**The task:**
What is the number of lines in the data that include the string "unrelated"? Give it by itself.
==== Source material ====
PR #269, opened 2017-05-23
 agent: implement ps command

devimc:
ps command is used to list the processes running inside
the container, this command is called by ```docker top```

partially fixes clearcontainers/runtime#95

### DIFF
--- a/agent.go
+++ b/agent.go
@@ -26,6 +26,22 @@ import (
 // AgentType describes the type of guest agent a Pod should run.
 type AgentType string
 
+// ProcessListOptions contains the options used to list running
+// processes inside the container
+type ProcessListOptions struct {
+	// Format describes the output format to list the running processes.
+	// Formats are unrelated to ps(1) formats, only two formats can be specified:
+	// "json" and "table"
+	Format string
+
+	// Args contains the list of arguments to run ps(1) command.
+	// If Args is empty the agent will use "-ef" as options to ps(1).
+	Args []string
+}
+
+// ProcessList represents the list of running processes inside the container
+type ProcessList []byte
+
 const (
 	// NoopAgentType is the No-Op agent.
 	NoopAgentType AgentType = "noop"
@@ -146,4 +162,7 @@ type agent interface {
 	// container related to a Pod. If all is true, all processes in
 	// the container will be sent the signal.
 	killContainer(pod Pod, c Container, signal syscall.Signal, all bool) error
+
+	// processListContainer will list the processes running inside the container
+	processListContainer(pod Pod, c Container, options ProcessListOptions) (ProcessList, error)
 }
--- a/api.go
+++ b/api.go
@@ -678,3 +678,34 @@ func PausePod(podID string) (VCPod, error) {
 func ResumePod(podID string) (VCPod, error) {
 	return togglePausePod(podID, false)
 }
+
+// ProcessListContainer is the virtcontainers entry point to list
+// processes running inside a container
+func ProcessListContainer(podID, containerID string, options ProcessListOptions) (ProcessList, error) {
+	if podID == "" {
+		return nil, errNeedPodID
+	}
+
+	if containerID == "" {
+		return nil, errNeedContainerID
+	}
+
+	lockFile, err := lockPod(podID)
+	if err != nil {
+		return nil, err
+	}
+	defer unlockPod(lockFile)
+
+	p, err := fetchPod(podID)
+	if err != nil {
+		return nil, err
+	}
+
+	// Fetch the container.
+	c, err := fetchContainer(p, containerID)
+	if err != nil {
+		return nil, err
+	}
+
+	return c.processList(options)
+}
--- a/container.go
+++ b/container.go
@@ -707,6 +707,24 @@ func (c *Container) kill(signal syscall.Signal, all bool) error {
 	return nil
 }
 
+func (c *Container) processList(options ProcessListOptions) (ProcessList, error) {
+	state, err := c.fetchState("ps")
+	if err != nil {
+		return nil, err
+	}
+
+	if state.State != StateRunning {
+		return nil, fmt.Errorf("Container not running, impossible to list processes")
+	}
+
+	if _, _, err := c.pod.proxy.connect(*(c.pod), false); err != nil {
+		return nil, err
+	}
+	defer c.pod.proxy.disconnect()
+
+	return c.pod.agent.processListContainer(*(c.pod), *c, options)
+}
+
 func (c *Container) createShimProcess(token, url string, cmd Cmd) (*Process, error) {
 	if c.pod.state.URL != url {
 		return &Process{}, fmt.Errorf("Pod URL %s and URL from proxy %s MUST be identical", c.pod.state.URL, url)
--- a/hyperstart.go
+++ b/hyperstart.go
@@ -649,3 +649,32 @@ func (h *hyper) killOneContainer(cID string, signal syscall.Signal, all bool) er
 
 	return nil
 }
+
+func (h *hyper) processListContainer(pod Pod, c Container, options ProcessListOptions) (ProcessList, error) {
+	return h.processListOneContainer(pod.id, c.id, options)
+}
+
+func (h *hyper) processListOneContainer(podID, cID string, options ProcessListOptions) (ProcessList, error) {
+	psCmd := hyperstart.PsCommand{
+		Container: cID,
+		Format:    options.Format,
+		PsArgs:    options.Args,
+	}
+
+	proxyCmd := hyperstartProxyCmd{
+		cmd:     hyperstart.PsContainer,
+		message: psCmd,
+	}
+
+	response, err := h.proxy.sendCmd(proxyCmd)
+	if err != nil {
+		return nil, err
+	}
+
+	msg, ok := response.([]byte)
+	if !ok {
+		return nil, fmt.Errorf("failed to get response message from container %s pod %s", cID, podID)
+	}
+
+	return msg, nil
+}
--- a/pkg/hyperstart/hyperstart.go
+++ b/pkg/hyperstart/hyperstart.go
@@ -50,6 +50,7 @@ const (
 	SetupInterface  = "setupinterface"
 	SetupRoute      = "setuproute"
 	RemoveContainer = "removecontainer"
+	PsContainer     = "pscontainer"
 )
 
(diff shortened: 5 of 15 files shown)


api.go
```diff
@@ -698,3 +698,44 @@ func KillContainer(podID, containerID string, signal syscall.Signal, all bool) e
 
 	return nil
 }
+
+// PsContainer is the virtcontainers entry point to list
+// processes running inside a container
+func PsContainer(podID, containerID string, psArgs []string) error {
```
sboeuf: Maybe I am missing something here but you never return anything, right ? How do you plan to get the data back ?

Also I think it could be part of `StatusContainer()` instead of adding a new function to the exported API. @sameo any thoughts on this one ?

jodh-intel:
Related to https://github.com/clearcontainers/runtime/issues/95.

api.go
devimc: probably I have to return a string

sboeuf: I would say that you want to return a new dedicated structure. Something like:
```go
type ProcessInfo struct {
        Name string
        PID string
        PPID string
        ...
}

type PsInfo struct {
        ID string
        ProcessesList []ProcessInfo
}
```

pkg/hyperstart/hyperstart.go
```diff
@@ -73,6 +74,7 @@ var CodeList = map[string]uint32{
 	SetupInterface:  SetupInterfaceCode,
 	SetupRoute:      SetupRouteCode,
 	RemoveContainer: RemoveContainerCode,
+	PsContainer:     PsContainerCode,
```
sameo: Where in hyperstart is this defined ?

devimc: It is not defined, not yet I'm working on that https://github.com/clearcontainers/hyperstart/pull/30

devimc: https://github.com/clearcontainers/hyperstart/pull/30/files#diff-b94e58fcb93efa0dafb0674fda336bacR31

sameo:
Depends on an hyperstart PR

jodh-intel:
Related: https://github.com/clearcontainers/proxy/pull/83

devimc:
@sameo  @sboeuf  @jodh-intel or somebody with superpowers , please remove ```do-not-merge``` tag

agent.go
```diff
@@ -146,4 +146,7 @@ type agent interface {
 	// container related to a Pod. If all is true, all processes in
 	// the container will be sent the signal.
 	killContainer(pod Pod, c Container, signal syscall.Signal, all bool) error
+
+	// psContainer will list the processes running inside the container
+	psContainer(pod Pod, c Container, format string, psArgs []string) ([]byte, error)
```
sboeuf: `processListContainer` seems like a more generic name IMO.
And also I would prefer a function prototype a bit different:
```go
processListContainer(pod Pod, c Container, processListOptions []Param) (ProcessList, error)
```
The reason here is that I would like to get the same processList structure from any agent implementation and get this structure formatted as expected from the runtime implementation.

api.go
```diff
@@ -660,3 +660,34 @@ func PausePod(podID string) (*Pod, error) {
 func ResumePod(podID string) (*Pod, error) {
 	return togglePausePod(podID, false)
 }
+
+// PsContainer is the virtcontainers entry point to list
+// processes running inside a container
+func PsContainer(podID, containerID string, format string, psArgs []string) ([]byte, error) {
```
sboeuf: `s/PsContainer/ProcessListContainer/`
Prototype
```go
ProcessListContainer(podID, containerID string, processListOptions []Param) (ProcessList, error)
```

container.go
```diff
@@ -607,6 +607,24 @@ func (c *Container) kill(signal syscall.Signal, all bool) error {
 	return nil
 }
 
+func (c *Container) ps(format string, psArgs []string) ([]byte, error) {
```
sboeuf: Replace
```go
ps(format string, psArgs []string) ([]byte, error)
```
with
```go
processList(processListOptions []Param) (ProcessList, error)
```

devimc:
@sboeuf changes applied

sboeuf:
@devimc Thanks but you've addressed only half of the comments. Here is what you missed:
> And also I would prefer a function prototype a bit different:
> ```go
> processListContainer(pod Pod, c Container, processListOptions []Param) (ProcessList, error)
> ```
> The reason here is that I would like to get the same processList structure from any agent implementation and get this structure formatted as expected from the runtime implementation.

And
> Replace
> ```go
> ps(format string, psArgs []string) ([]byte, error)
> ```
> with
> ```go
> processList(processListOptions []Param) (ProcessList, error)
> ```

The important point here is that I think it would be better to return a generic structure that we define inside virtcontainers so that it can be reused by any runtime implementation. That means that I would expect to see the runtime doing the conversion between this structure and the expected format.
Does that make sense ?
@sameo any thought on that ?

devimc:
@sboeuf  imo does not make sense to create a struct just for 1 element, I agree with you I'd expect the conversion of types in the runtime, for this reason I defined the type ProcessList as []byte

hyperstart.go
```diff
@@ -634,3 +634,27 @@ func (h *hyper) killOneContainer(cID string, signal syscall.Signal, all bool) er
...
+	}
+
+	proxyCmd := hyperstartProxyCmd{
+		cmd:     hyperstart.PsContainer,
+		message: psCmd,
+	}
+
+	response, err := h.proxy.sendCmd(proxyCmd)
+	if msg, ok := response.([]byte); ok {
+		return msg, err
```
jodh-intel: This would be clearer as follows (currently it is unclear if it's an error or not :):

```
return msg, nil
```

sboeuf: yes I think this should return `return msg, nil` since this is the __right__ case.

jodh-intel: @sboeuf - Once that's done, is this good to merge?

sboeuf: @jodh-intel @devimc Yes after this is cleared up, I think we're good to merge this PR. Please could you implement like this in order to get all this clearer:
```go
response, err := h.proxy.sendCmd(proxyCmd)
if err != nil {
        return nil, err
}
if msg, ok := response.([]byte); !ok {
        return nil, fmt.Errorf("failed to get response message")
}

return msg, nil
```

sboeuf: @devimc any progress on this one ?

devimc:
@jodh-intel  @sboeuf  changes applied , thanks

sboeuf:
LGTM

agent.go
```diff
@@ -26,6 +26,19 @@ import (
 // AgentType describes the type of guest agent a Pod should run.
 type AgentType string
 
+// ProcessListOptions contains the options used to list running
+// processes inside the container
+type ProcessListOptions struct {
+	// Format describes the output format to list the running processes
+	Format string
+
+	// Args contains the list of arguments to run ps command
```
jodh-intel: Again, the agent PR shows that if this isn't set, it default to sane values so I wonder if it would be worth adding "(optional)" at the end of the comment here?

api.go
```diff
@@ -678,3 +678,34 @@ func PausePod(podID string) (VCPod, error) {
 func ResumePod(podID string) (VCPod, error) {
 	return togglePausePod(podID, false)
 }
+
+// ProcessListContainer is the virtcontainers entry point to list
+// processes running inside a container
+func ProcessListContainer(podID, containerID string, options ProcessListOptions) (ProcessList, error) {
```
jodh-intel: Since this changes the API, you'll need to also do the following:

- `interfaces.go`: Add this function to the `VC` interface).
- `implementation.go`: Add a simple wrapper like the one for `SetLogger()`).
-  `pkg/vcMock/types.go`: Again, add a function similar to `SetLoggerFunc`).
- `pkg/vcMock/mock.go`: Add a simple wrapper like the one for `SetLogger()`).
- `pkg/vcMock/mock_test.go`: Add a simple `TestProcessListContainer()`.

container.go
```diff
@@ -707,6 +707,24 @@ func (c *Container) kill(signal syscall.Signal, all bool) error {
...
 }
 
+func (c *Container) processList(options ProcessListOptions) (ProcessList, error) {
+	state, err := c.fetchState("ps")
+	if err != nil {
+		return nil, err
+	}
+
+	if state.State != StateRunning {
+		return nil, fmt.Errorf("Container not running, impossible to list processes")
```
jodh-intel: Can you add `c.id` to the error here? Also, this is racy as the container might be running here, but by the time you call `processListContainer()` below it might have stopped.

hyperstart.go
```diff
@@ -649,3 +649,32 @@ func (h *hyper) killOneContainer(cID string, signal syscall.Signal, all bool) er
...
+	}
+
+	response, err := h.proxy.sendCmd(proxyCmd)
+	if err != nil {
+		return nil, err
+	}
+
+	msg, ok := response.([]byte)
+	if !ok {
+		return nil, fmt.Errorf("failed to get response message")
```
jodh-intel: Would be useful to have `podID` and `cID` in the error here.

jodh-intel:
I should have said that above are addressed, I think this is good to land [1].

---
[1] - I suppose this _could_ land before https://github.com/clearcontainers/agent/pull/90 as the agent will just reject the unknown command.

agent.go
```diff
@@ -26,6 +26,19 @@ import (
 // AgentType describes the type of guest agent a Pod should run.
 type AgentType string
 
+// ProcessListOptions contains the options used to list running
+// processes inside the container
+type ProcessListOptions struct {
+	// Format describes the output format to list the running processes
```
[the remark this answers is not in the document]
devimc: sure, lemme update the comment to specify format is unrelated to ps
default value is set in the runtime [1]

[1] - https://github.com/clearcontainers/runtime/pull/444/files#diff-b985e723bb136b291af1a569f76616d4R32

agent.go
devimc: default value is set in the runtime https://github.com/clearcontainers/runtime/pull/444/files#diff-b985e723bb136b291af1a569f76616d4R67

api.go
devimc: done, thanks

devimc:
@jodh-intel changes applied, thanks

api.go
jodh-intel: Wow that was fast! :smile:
====
**Written response:**
2